在舞蹈教育中,史汀生(1997),林德维斯特(2001)和吴(2005)特别关注舞蹈教育中的游戏形势.史汀生和中学生一起进行她的研究.史汀生推测了在青春期舞蹈学生的观念,学习和玩乐并不互相排斥,而教学者需要通过给予学生选择,自主和一种控制的感觉来培养他们在学习过程中的内在享受.这样,更可能激发学生的积极性,而不是仅仅依靠老师自己来把舞蹈变得有趣(1997,第65页).

林德维斯特的研究理论是基于维果斯基的游戏理论.根据这样观点,比才创造了一个含义:儿童的游戏包括有关危险与安全,劣势与优势,限制与自由权势与平等等项目等为了创造意义,游戏应该被认为是一个孩子们经验的诠释(林德维斯特,2001,第43页).在她的观点里面,她花了很多心思来思考怎么把舞蹈教育的本质和游戏分开,甚至和戏剧和其他艺术形式分开.她说,孩子们喜爱上舞蹈课,且他们觉得跳舞和游戏之间没有什么不同;并且戏剧性的,虚构的,叙事的因素对他们来说是有意义的,他们对这些非常感兴趣(第49页,也可详见林德维斯特,1995).吴(2005)在台湾一个三年级舞蹈教育设置的研究和上述一致.为了在她的舞蹈教育实践中增强教育学联系和相互主观性,她给予学生很多的课程决定权.这种情况下,孩子们的游戏意愿丝毫没有松懈并无处不在.

我的博士研究以舞蹈教育中对话的可能性为中心(安蒂拉,2003),与史汀生,林德维斯特,和吴德要指向同一个方向,那就是舞蹈教育能更紧密的和游戏联系在一起.在我的研究里,我也关注日常生活中实际情况的自发的,没有任何压力的游戏或者游戏是否是他们本质里的基本对话:

这种基于生命表现的游戏,也许是一个直接的,令孩子们满意的方法去和其他人和世界相关联.我想问一下:游戏在促进儿童往好的方面发展上能否成 为教育存在的一个关键呢?(第56页)

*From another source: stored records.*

PR #1201, opened 2023-10-03
Fixing test_packages.py test - upgrade flask version

alesnovak-s1:
Fixing test_packages.py test cause by a new version of werkzeug incompatible with flask version used in the test.
Upgraded to the version used in the project


scalyr_agent/connection.py
```diff
@@ -589,7 +589,7 @@ def log_server_ssl_certificate(py_post_equal_279, log_level=logging.WARN):
                     log_server_ssl_certificate(
                         py_post_equal_279=False, log_level=logging.WARN
                     )
-                    raise e
+                    raise Exception(f"Error wrapping a ssl socket. ca_file: {self.__ca_file}") from e
```
tomaz-s1, line 592: Do you happen to have an example how a message from this new exception now looks like?

I just want to make sure it still includes all the relevant context (which it likely should since it's using "from" notation, but wanted to double check)

tomaz-s1 (approved):
LGTM with one small comment / question on the new exception message field value.

scalyr_agent/connection.py
alesnovak-s1: I don't have the example, but it prints the new exception and the original one as well.

PR #1205, opened 2023-10-12
Fixing container being included after failed request to K8s API

alesnovak-s1:


czerwingithub (approved):

scalyr_agent/builtin_monitors/kubernetes_monitor.py
```diff
@@ -2262,13 +2262,23 @@ def _get_containers(
...
+                    pod = None
+                    try:
+                        pod = k8s_cache.pod(
+                            pod_namespace,
+                            pod_name,
+                            current_time,
+                            allow_expired=False,
+                            ignore_k8s_api_exception=False,
+                        )
+                    except k8s_utils.K8sApiException as e:
```
jmakar-scalyr, line 2275: It might be good to use the http status code from the K8sApiException to help decide what to do

For example looking at the notes from DTIN-3156, a 404 means the pod doesn't exist so it should always be excluded

jmakar-scalyr (approved):
Looks good, just a had a comment on how to better handle this (no need to do that now if this fix is urgent)

scalyr_agent/builtin_monitors/kubernetes_monitor.py
alesnovak-s1: That makes sense.
404 might also mean the pod existed and then was garbage collected before the agent had a chance to process its logs.
But in that case, we wouldn't know if it was annotated to be included anyway.
So the safe action is to exclude it and log a warning.

alesnovak-s1: 404 => Pod not found, Log Warning, excluded
401 => Unauthorized, Log Error, excluded

PR #1206, opened 2023-10-12
Added Centos 6 Vault Repo mirror

alesnovak-s1:
Added vault.centos.org repo mirror to have a better chance of packages being available.


jmakar-scalyr (changes requested):
I think it's better to replace the existing files (CentOS-Base.repo, etc) rather than add new ones, especially since https://vault.epel.cloud is offline

Also CentOS 6 end-of-life was in Nov 2020, can we just remove CentOS 6 support?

如果我们要提升游戏在舞蹈教育中的意义,我们可能要从文化观,特别是它的审美本质和也艺术的联系方面来考虑游戏的概念.我已经描述了赫伊津哈在这个问题上的观点.一个更当代的解释来自于毛利森(1998)的证实和赫伊津哈的主张.他讲到,游戏从根本上依赖于儿童的参与和行动,是由他们在表达形式,审美技巧,组织形式,舞台演出和表现等方面获得的技能决定的.游戏的环境的基础是一个超个人文化空间的存在(第13-14页).

儿童通过参与游戏来实践这些技能.毛利森要求在游戏中“你得即兴表演的特别好,拥有即兴表演,创作,捕捉片刻,将联系付诸实践的能力.这不仅要求天分,更多的是要达到非常的熟练.”(1998,第14–15页)更深一层的,他要求儿童的游戏总是通过审美技巧来组织和形成.毛利森建议,我们把我们将关注从游戏的功利性转到游戏本身就是一个有意义的事情上.然而他指出,“如果那时候产生很多副作用,比如说以职业能力素质的形式,那又是另外一个问题了”(1998,第32页)这种推论有可能会对舞蹈教学者将学生作为欣赏的主体上有帮助,也就是说将舞蹈教学从预先定义的目标和内容中颠覆,成为庞德指出的萌发式课程,我们也可以将其看作是以课程为模型,而不是以课程为线性方式的后现代课程(详见多尔,1993).凯伦.庞德和他的同事(1994b,1997a,1997b,2001,庞德和理查德,2006)的研究也显示当孩子们被给予课程制作决策权的时候,他们愿意构造具体的故事和抽象意义上的表达.

课程的构架有助于将自然生成的内容放到一个结构或模型里,同时启发这个结构里不同的元素互相关联.然而从儿童文化观点上看,这种构架不应该支配这个结构里的所有点,更不意味着架构里的每一个个体创造.

从这个观点我们看出,儿童文化观对舞蹈教育的靠近并不见得会导致胡乱的和散漫的行为.恰恰相反,它的目标和内容将通过儿童在积极参与和创造中相互进行影响显露和批判出来.“老练的自发性”就像是一个对这样一个舞蹈教育入门适当的比喻,因为艺术中的即兴创作包括技能,知识,灵敏度和相互作用.

虽然很多舞蹈教育者对这个艺术和发展目标给予很高的评价,但这可能是一条“弯曲的路”.因此,选择这条路是一个挑战,也很有风险.选择这一路径的同时要意识到可能的损益.像史汀生说的“每个选择都会带来后果,有好有坏”(2001,第28页).因此,一切都取决于我们评估的对象:我们想教育什么样的人和舞者,我们欣赏什么样的艺术,和我们想要推进什么样的研究.